Со мною был любопытный случай. Однажды зашел к соседям по неотложному делу. А были мы до того в отношениях добрейших, порою гостились, и даже тени неприязни не было меж нами, и ничто, кажется, не обещало испортить нашего приятельства, кабы не пробежала меж нами собака. Сначала им не занравилось, как мы воспитываем свою гончую; показалось им, что больно много воли даем ей, не притужаем, не держим на вязке, позволяем свободно гулять по деревне, а в пример указывали на свою бородатую норную собачонку немецких ядовитых кровей, которую держали за изгородью, потому что боялись, что кур будет трепать. А надо сказать, что наша гончая была нрава веселого, добрейшего, во все дни своей короткой жизни никого не куснула и доставляла, вислоухая, нам массу приятнейших минут не только в лесу, когда травила зайца иль лису, но и в избе, когда спала в обнимку с котом, порою умудрившись в наше отсутствие даже улечься в кровать, уложив носатую морду на подушку. Ей прощалось все, и даже малые лукавства, хитрости и уловки лишь скрашивали нашу дружбу. И вот тень-то меж нами пробежала именно из-за собаки, и мы так и не могли понять, чем досадила соседям наша подруга. А соседи так же круто не любили котов, и их бородатый с колючими глазенками препротивнейший кобелишко извел по очереди трех наших кошаков и двух соседских. Зато он считался воспитанным, а наш — невоспитанным. Но мы старались не выказать нашего недоумения, чтобы не испортить отношений, ибо нет ничего хуже ссоры с соседями, когда из мелких недомолвок она перерастает в долгую непримиримую вражду, похожую на войну.

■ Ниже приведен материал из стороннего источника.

PR #2119, opened 2023-11-29
Implemented fix to avoid simuntaneous use of --login and --load-cookies

JunedKhan101:
Related issue: https://github.com/instaloader/instaloader/issues/1801
This fix avoid the simultaneous use of `--login` and `--load-cookies`.
This is necessary to avoid the conflict between username passed by the user and the logged in user account in a browser.

### Test case 1:

Testing instaloader with `--login` and `--load-cookies`
Expected result is to throw an error that says these two option cannot be used together.

Command Ran:
```console
python instaloader.py --login=its_juned42 --load-cookies=firefox
```

Observed output:
```
--load-cookies and --login cannot be used together.
```

### Test case 2:

Loading cookies by specifying a `--cookiefile`
This also works as expected.

Command Ran:
```console
python instaloader.py --load-cookies=firefox --cookiefile=C:\Users\juned_5f6qngh\AppData\Roaming\Mozilla\Firefox\Profiles\en1b55sk.default-release\cookies.sqlite
```

Observed output:
```
Cookies loaded successfully from firefox
Saved session to C:\Users\juned_5f6qngh\AppData\Local\Instaloader\session-its_juned42.
No targets were specified, thus nothing has been downloaded.
```

I deleted session file after this just to make sure it doesn't use it while I'm testing it.

### Test case 3:

Loading cookies normally by specifying a browser name.

Command Ran:
```console
python instaloader.py --load-cookies=firefox
```

Observed output:
```
Cookies loaded successfully from firefox
Saved session to C:\Users\juned_5f6qngh\AppData\Local\Instaloader\session-its_juned42.
No targets were specified, thus nothing has been downloaded.
```

  - Is the documentation updated (if appropriate)? No, not needed
  - Do you consider it ready to be merged or is it a draft? Yes
  - Can we help you at some point? Not at the moment

### DIFF
--- a/docs/cli-options.rst
+++ b/docs/cli-options.rst
@@ -205,7 +205,7 @@ Instaloader to login.
    Supported browsers: Chrome, Firefox, Edge, Opera, Safari, Brave.
 
    After loading the cookies run the :option:`--login` option as it is required to download high quality media
-   and to make full use of instaloader's features.
+   and to make full use of Instaloader's features.
 
    .. versionadded:: 4.1
 
--- a/docs/cli-options.rst
+++ b/docs/cli-options.rst
@@ -199,12 +199,15 @@ Instaloader to login.
 .. option:: --load-cookies BROWSER-NAME, -b BROWSER-NAME
 
    Use Instagram cookie in your browser to login.
+   This feature requires the browser_cookie3 library.
    Compatible with :option:`--cookiefile` if you want to load cookies from browser profiles.
    Incompatible with :option:`--login` due to potential username mismatch between user input and browser login.
    Supported browsers: Chrome, Firefox, Edge, Opera, Safari, Brave.
 
    After loading the cookies run the :option:`--login` option as it is required to download high quality media
    and to make full use of instaloader's features.
+
+   .. versionadded:: 4.1
 
 .. option:: --cookiefile COOKIE-FILE, -B COOKIE-FILE
 
--- a/docs/cli-options.rst
+++ b/docs/cli-options.rst
@@ -207,7 +207,7 @@ Instaloader to login.
    After loading the cookies run the :option:`--login` option as it is required to download high quality media
    and to make full use of Instaloader's features.
 
-   .. versionadded:: 4.1
+   .. versionadded:: 4.11
 
 .. option:: --cookiefile COOKIE-FILE, -B COOKIE-FILE
 
--- a/docs/cli-options.rst
+++ b/docs/cli-options.rst
@@ -198,7 +198,13 @@ Instaloader to login.
 
 .. option:: --load-cookies BROWSER-NAME, -b BROWSER-NAME
 
-   Use Instagram cookie in your browser to login (works with :option:`--login`). Supported browsers: Chrome, Firefox, Edge, Opera, Safari, Brave.
+   Use Instagram cookie in your browser to login.
+   Compatible with :option:`--cookiefile` if you want to load cookies from browser profiles.
+   Incompatible with :option:`--login` due to potential username mismatch between user input and browser login.
+   Supported browsers: Chrome, Firefox, Edge, Opera, Safari, Brave.
+
+   After loading the cookies run the :option:`--login` option as it is required to download high quality media
+   and to make full use of instaloader's features.
 
 .. option:: --cookiefile COOKIE-FILE, -B COOKIE-FILE
 
--- a/instaloader/__main__.py
+++ b/instaloader/__main__.py
@@ -114,8 +114,8 @@ def import_session(browser, instaloader, cookiefile):
         instaloader.context.username = username
         print(f"{username} has been successfully logged in.")
         next_step_text = (f"Next: Run instaloader --login={username} as it is required to download high quality media "
-            "and to make full use of instaloader's features.")
-        print(textwrap.fill(next_step_text, width=80))
+                            "and to make full use of instaloader's features.")
+        print(textwrap.fill(next_step_text))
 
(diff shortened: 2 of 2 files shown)


aandergr:
Thanks, this fixes the behavior!

However, in the documentation there is

```rst
.. option:: --load-cookies BROWSER-NAME, -b BROWSER-NAME

   Use Instagram cookie in your browser to login (works with :option:`--login`). Supported browsers: Chrome, Firefox, Edge, Opera, Safari, Brave.
```

*works with --login* is is now technically wrong, considering that passing both --login and --load-cookies leads to an error message. Could you adapt the description so that it is clear that it is intended that you first load the cookies with --load-cookies and then use them later with --login? It would also be helpful as output on the console, I think, if after the cookie import a hint is displayed on how to use the imported cookies with --login.

JunedKhan101:
@aandergr I have updated docs and added hint message after loading the cookies.

Can you check if it's according to your liking?

Also nested if's were kinda bothering me so I replaced them if and elif.

instaloader/__main__.py
```diff
@@ -95,6 +95,8 @@ def get_cookies_from_instagram(domain, browser, cookie_file='', cookie_name=''):
 
     if cookies:
         print(f"Cookies loaded successfully from {browser}")
+        print("Next: Run instaloader --login=USERNAME as it is required to download high quality media \
+            and to make full use of instaloader's features")
```
aandergr, line 99: This prints

```
Next: Run instaloader --login=USERNAME as it is required to download high quality media             and to make full use of instaloader's features
```

- There is a very big space between the words `media` and `and`
- I think it would be cool if it showed the actual username instead of `USERNAME'.

You could use [textwrap.fill](https://docs.python.org/3/library/textwrap.html#textwrap.fill) to nicely format that long message.

JunedKhan101: Just committed the new changes, Please review.

instaloader/__main__.py
```diff
@@ -111,6 +112,10 @@ def import_session(browser, instaloader, cookiefile):
         if not username:
             raise SystemExit(f"Not logged in. Are you logged in successfully in {browser}?")
         instaloader.context.username = username
+        print(f"{username} has been successfully logged in.")
+        next_step_text = (f"Next: Run instaloader --login={username} as it is required to download high quality media "
+            "and to make full use of instaloader's features.")
+        print(textwrap.fill(next_step_text, width=80))
```
aandergr, line 118: In another place we use `textwrap.fill()` without any explicit `width` parameter, leading to the default of 70. We should be consistent here, I do not see a need to have a wider text at this place.

instaloader/__main__.py
```diff
@@ -111,6 +112,10 @@ def import_session(browser, instaloader, cookiefile):
         if not username:
             raise SystemExit(f"Not logged in. Are you logged in successfully in {browser}?")
         instaloader.context.username = username
+        print(f"{username} has been successfully logged in.")
+        next_step_text = (f"Next: Run instaloader --login={username} as it is required to download high quality media "
+            "and to make full use of instaloader's features.")
```
aandergr, line 117: We always write capitalized `Instaloader`, with a capitalized `I`, unless we refer to the CLI command or the python module.

Also I'd indent the second line further, so that it has the same indentation as the opening parenthesis in the first line.

instaloader/__main__.py
```diff
@@ -140,6 +145,11 @@ def _main(instaloader: Instaloader, targetlist: List[str],
     if latest_stamps_file is not None:
         latest_stamps = LatestStamps(latest_stamps_file)
         instaloader.context.log(f"Using latest stamps from {latest_stamps_file}.")
+    # load cookies if browser is not None
+    if browser and bc3_library:
+        import_session(browser.lower(), instaloader, cookiefile)
+    elif browser and bc3_library is False:
```
aandergr, line 151:
```suggestion
    elif browser and not bc3_library:
```

I think `not ...` is a littler more pythonic and cooler than `... is False`.

docs/cli-options.rst
```diff
@@ -198,7 +198,13 @@ Instaloader to login.
...
 .. option:: --load-cookies BROWSER-NAME, -b BROWSER-NAME
 
-   Use Instagram cookie in your browser to login (works with :option:`--login`). Supported browsers: Chrome, Firefox, Edge, Opera, Safari, Brave.
+   Use Instagram cookie in your browser to login.
+   Compatible with :option:`--cookiefile` if you want to load cookies from browser profiles.
+   Incompatible with :option:`--login` due to potential username mismatch between user input and browser login.
+   Supported browsers: Chrome, Firefox, Edge, Opera, Safari, Brave.
+
+   After loading the cookies run the :option:`--login` option as it is required to download high quality media
+   and to make full use of instaloader's features.
```
aandergr, line 207:
```suggestion
   and to make full use of Instaloader's features.
```

I think here we should also mention that this feature requires `browser_cookie3`.

Oh and could you also add the `.. versionadded:: 4.11` directive here?

instaloader/__main__.py
JunedKhan101: Remove the width parameter.

instaloader/__main__.py
JunedKhan101: Done.

instaloader/__main__.py
JunedKhan101: Done.

docs/cli-options.rst
JunedKhan101: Done.

aandergr:
Looks good, thanks!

Значит я заявился к соседям по делу, и этот псишко вдруг подскочив, прихватил меня за интересное место; хорошо — удачно, а то бы я остался при весьма грустном положении. Я взвился от боли, вскричал, чтобы хозяйка приструнила свою любимую собачонку, но титястая бабища, оставив мои жалобы и вопли без всякого внимания, вдруг до оскорбления холодно сказала:
— А нечего и бродить, куда вас не звали.
При этих словах я позабыл про зловредное существо, слепое на один глаз, но возненавидел бывшую буфетчицу. И уже не тень неприязни, но целый непроходимый ров возник меж нашими усадьбами в одну секунду. Ну Бог с ней, с собачкою, она немцами была воспитана, чтобы хватать всех за ляжки; она даже своего хозяина не пускала на постель, когда тот пытался возлечь возле своей "степной бабы". Но эта городская женщина, презиравшая деревенских, считавшая себя воспитанной и культурной, — она не сыскала в душе даже толики сострадательных чувств, не нашарила в памяти и трех извинительных слов. Вот что огорчило меня особенно и до сего дня не освобождает мое сердце от злопамятства. И ничего поделать с собою не могу, братцы, хотя несколько лет минуло и каких только житейских обид не простил я. Хотя, если глубоко копнуть, то и на мне лежит часть той вины, но уже перед кобелишком, ныне покойным; уж слишком я его презирал, часто мы с женою перемывали косточки этой злой собачонке, позднее ослепшей; жалея своих затравленных котов, мы насылали на бородатого кобелька всяких невзгод, чтобы черт его затряхнул, чтобы изъела его нуда и трясуница, и всяческий измор. И токи нашей постоянной, неистребимой неприязни, конечно уплывали за изгородь во владения псишки, который по своей инвалидности уже не перебирался в наш огород и не ставил своих мет по всем углам, презирая нашу гончую, самую недостойную, по его мнению, из всего собачьего племени. Надо сказать, что это был бесстрашный кобелек, размеры противника его нисколько не волновали: будь тот хоть с лошадь, хоть с грозовую тучу, он норовил ухватить сразу за загривок, перекусить холку, впиться мертвым прикусом. Но характером он был чистый деспот: нравный, капризный, честолюбивый, насколько это бывает у собак, всюду ему хотелось быть первым. И вот тот случай деспотизма удивительно совпал с нынешним, когда к нам на дачу забрел дог и присвоил владения себе, не испросив на то разрешения. Иль он сразу уловил страх и растерянность, и тот разнобой чувств, что царили в семье? Об этом можно лишь догадываться, ибо никогда не понять нам собачьего сердца.